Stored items
'''

PR #1401, opened 2026-08-07
fix: web_crawl surfaces row-less attempts; close web-tools residuals (task-2910)

rmusser01:
## What this is

**task-2910** — the final residuals of the web-tools programme (follow-up to #1376 and #1393). Every remaining item is now fixed or re-ruled with reasoning, and the task is closed Done. One small behavior change, the rest is prose truth and coverage.

## The behavior change

**Row-less attempts are now visible.** `web_crawl` dedups redirect targets against the listed-URL set (from #1393), which meant an attempt could spend its `max_pages` slot without producing a row — invisible to the model reading the footer. Following the established clause idiom, the footer now reports it:

```
Crawled 2 pages (0 failed, 0 blocked; 1 duplicate redirects skipped). Stopped: no more links within depth.
```

The counter increments at exactly one site (the dedup `continue`), the clause renders only when nonzero, and the spec's footer contract is updated. RED-first tests both ways (clause present with 1, absent with 0).

## Prose truth + coverage

- The skip-reason enumerations (`_SitemapSeed` docstring + spec) now include the fourth cause the code actually counts: a deadline expiry mid-child-fetch.
- `web_crawl`'s attempt-invariant docstring covers **both** row-less-attempt shapes — and the review caught that the draft asserted which shape is "more common" as fact when it's actually a discovery-order coin toss that was never measured. The frequency ranking was dropped for neutral both-ways wording (this module's reviews have now caught unverified prose four times; the streak continues to pay for itself).
- New test pins the simultaneous deadline+budget seeding case ("deadline reached" wins — verified genuinely simultaneous, not an accidental single-path test).

## Re-ruled WON'T-FIX (reasoning in the task file)

- Foreign-namespace sitemaps (spec scope was namespace-*less* specifically; a foreign namespace collapses into the honest zero-pages outcome).
- The "0 MB" `[too-large]` copy under a sub-MiB ceiling (reachable only by monkeypatching a code constant; the derived copy keeps message and constant in lockstep at any realistic value).

## Tests

416 passed across `Tests/Tools/` + `Tests/Agents/test_local_tool_provider.py`; 107 across the two web-tools files specifically. This closes the last open thread of the web-tools programme — tasks 1357, 1358, 2620, and 2910 are all Done.

---
## Summary by cubic
Surfaces row-less attempts in `web_crawl` by reporting duplicate redirects skipped in the footer, and closes the remaining web-tools residuals from task-2910 with spec/doc updates and tests. Improves transparency of attempt budgeting without changing crawl counts or scope.

- **Bug Fixes**
  - `web_crawl`: count `duplicates_skipped` when a redirect lands on an already-listed URL or a fetch targets an already-listed URL; footer shows `; N duplicate redirects skipped` when nonzero.
  - Spec/docstrings: add deadline-expiry as a child-sitemap skip reason; describe both row-less attempt shapes; drop the unverified frequency claim.
  - Tests: cover footer clause presence/absence and pin sitemap seeding precedence where “deadline reached” outranks page budget when both hit.
  - Task-2910: record WON'T-FIX for foreign-namespace sitemaps and the sub‑MiB “0 MB” PDF-ceiling copy; mark task Done.

- **Refactors**
  - `web_crawl` docstring: add Args/Returns with budget-clamping notes; no behavior change.
  - `_format_crawl_result` counters passed as keywords; `.superpowers/` added to `.gitignore` (scratch dir).

<sup>Written for commit 8f6d68bab356f80be2df2510bb471d94ede27a47. Summary will update on new commits.</sup>

<a href="https://cubic.dev/pr/rmusser01/tldw_chatbook/pull/1401?utm_source=github" target="_blank" rel="noopener noreferrer" data-no-image-dialog="true"><picture><source media="(prefers-color-scheme: dark)" srcset="https://www.cubic.dev/buttons/review-in-cubic-dark.svg"><source media="(prefers-color-scheme: light)" srcset="https://www.cubic.dev/buttons/review-in-cubic-light.svg">Review in cubic</picture></a>


rmusser01:
All three Qodo findings fixed in `8f6d68bab`:

- **Committed scratch report** — good catch, and the root cause is now closed for good: `.superpowers/` (per-session agent scratch) was never in this repo's `.gitignore`, which is how the report slipped into a commit. The file is untracked and the directory is now ignored, so this class of leak can't recur.
- **`web_crawl` Args/Returns** — added in the same style `web_fetch` received on #1393; every claim in the new sections was verified against the code (the `_coerce_budget` clamps and ceilings, the footer contract), and the existing truth-reviewed narrative is byte-identical around the additions.
- **Keyword args for the optional footer counters** — done; zero behavior change.

Post-fix: 107 passed across the two web-tools test files; branch is rebased onto current dev.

'''

◆ WORK ORDER:
Report back every line of the entries in which "commit" occurs.

◆ ANSWER SPACE:
<sup>Written for commit 8f6d68bab356f80be2df2510bb471d94ede27a47. Summary will update on new commits.</sup>
- **Committed scratch report** — good catch, and the root cause is now closed for good: `.superpowers/` (per-session agent scratch) was never in this repo's `.gitignore`, which is how the report slipped into a commit. The file is untracked and the directory is now ignored, so this class of leak can't recur.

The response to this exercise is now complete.